- **Problem**: Filter the entries down to the lines holding "added", then copy those lines.

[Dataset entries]
PR #29, opened 2023-05-24
RSDK-3124 - Board server side

clintpurser:
This PR adds the server side for Board.

Testing will be added in a follow up and is tracked here https://viam.atlassian.net/browse/RSDK-3283

### DIFF
--- a/lib/src/components/base/client.dart
+++ b/lib/src/components/base/client.dart
@@ -1,4 +1,4 @@
-import 'package:fixnum/src/int64.dart';
+import 'package:fixnum/fixnum.dart';
 import 'package:grpc/grpc_connection_interface.dart';
 import 'package:viam_sdk/src/gen/common/v1/common.pb.dart';
 import 'package:viam_sdk/src/gen/component/base/v1/base.pbgrpc.dart';
--- a/lib/src/components/board/board.dart
+++ b/lib/src/components/board/board.dart
@@ -1,9 +1,9 @@
-import 'package:fixnum/src/int64.dart';
-import 'package:viam_sdk/src/proto/common.dart';
-import 'package:viam_sdk/src/resource/base.dart';
+import 'package:fixnum/fixnum.dart';
 
 import '../../gen/common/v1/common.pb.dart' as common;
 import '../../gen/component/board/v1/board.pbenum.dart';
+import '../../proto/common.dart';
+import '../../resource/base.dart';
 import '../../robot/client.dart';
 
 class BoardStatus {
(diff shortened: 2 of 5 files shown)


clintpurser:
CI will fail till https://github.com/viamrobotics/viam-flutter-sdk/pull/27 is in.

lib/src/components/board/client.dart
```diff
@@ -15,6 +16,12 @@ class BoardClient extends Board {
 
   BoardClient(this.name, this._channel) : _client = BoardServiceClient(_channel);
 
+  @override
+  Future<Map<String, dynamic>> doCommand(Map<String, dynamic>? command) async {
+    final response = await _client.doCommand(common.DoCommandRequest(name: name, command: command?.toStruct()));
+    return response.result.toMap();
+  }
+
```
clintpurser, line 24: driveby: board didn't have doCommand implemented

lib/src/components/board/board.dart
```diff
@@ -16,6 +18,13 @@ class BoardStatus {
     pbBoardStatus.digitalInterrupts.forEach((key, value) => boardStatus.digitalInterrupts[key] = (value.value.toInt()));
     return boardStatus;
   }
+
+  common.BoardStatus toPbBoardStatus() {
```
njooma, line 22: I think this would be better as a ` get` attribute called `proto`

```suggestion
  common.BoardStatus get proto {
```

lib/src/components/board/board.dart
```diff
@@ -1,3 +1,5 @@
+import 'package:fixnum/src/int64.dart';
+import 'package:viam_sdk/src/proto/common.dart';
 import 'package:viam_sdk/src/resource/base.dart';
```
njooma, line 3: These should be relative imports

lib/src/components/board/client.dart
```diff
@@ -2,6 +2,7 @@ import 'package:fixnum/src/int64.dart';
 import 'package:grpc/grpc_connection_interface.dart';
 import 'package:viam_sdk/src/gen/google/protobuf/duration.pb.dart' as grpc_duration;
```
njooma, line 3: Relative import

njooma (changes requested):
Small changes

lib/src/components/board/board.dart
clintpurser: i like that, good call.

lib/src/components/board/board.dart
clintpurser: ah yeah, thanks. 👀

lib/src/components/base/client.dart
```diff
@@ -1,4 +1,4 @@
-import 'package:fixnum/src/int64.dart';
+import 'package:fixnum/fixnum.dart';
 import 'package:grpc/grpc_connection_interface.dart';
 import 'package:viam_sdk/src/gen/common/v1/common.pb.dart';
 import 'package:viam_sdk/src/gen/component/base/v1/base.pbgrpc.dart';
```
njooma, line 4: Local imports :)

njooma (approved):
Nit on imports

lib/src/components/base/client.dart
clintpurser: noooo i thought i got these 😭

clintpurser: oh this is in base 👀

njooma: Oh that's on me then 😬

PR #30, opened 2023-05-24
RSDK-3303 - first cut camera server side

clintpurser:
This PR adds the server side for camera. 

Testing will be added in a follow up, that is being tracked in https://viam.atlassian.net/browse/RSDK-3304

### DIFF
--- a/lib/src/components/camera/service.dart
+++ b/lib/src/components/camera/service.dart
@@ -13,7 +13,7 @@ class CameraService extends CameraServiceBase {
 
   CameraService(this._manager);
 
-  Camera _cameraFromManager(String name) {
+  Camera _fromManager(String name) {
     try {
       return _manager.getResource(Camera.getResourceName(name));
     } catch (e) {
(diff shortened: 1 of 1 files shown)


lib/src/components/camera/service.dart
```diff
@@ -0,0 +1,60 @@
...
+        supportsPcd: result.supportsPcd,
+        intrinsicParameters: result.intrinsicParameters,
+        distortionParameters: result.distortionParameters);
+  }
+
+  @override
+  Future<HttpBody> renderFrame(ServiceCall call, RenderFrameRequest request) {
+    // TODO: implement renderFrame
+    throw UnimplementedError();
+  }
```
clintpurser, line 59: @njooma this method isn't in the client, I'm not sure what to do with it, included as Unimplemented for now.

clintpurser: oh duh i forgot to check other SDKs... 👀 looking at [python](https://github.com/viamrobotics/viam-python-sdk/blob/main/src/viam/components/camera/service.py#LL54C3-L73C44) then others...

clintpurser: ✅

clintpurser:
ci will fail till https://github.com/viamrobotics/viam-flutter-sdk/pull/27 is in, i will override while merging if this gets approved before.

lib/src/components/camera/service.dart
```diff
@@ -0,0 +1,62 @@
...
+    Camera camera = _cameraFromManager(request.name);
+    var result = await camera.doCommand(request.command.toMap());
+    return DoCommandResponse(result: result.toStruct());
+  }
+
+  @override
+  Future<GetImageResponse> getImage(ServiceCall call, GetImageRequest request) async {
+    Camera camera = _cameraFromManager(request.name);
+    var result = await camera.image(mimeType: MimeType.fromString(request.mimeType));
+    return GetImageResponse(mimeType: result.mimeType.toString(), image: result.raw);
```
clintpurser, line 35: I am unsure if `result.mimeType.toString()` will convert the mimeType like we want, I will verify when writing the tests.

njooma (approved):
LGTM. Can't wait for tests :P

lib/src/components/camera/service.dart
```diff
@@ -0,0 +1,61 @@
...
+        intrinsicParameters: properties.intrinsicParameters,
+        distortionParameters: properties.distortionParameters);
+  }
+
+  @override
+  Future<HttpBody> renderFrame(ServiceCall call, RenderFrameRequest request) async {
+    final camera = _fromManager(request.name);
+    final image = await camera.image(mimeType: MimeType.fromString(request.mimeType));
+    return HttpBody(data: image.raw, contentType: image.mimeType.toString());
+  }
```
maximpertsov, line 60: Q: are planning to convert our custom rbga images here or in the client (or just punting for now)

maximpertsov: CC @njooma since you might have more context here

clintpurser: I don't understand what you're asking.

I tried to copy what this method does in the python and cpp sdk for this method, but not doing any `converting` that i know of.

maximpertsov: so we have a custom image mime type called `image/vnd.viam.rgba`, that requires custom logic to decode (e.g. [here's the logic that does that in python](https://github.com/viamrobotics/viam-python-sdk/blob/7ae6a3cbc4f80295c61a4104a751a35d0d94836a/src/viam/media/viam_rgba_plugin.py))

however i think i know the answer to my own question - we need to decode it to display it properly so this logic will be applied client-side

maximpertsov (approved):

lib/src/components/camera/service.dart
njooma: @maximpertsov I already took care of ViamRGBA type [here](https://github.com/viamrobotics/viam-flutter-sdk/blob/1f8acb5a19984e6100b2b698ceaa051c45786aa9/lib/src/media/image.dart#L107). Everything is taken care of under the hood :)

- **Answer**:
Testing will be added in a follow up and is tracked here https://viam.atlassian.net/browse/RSDK-3283
Testing will be added in a follow up, that is being tracked in https://viam.atlassian.net/browse/RSDK-3304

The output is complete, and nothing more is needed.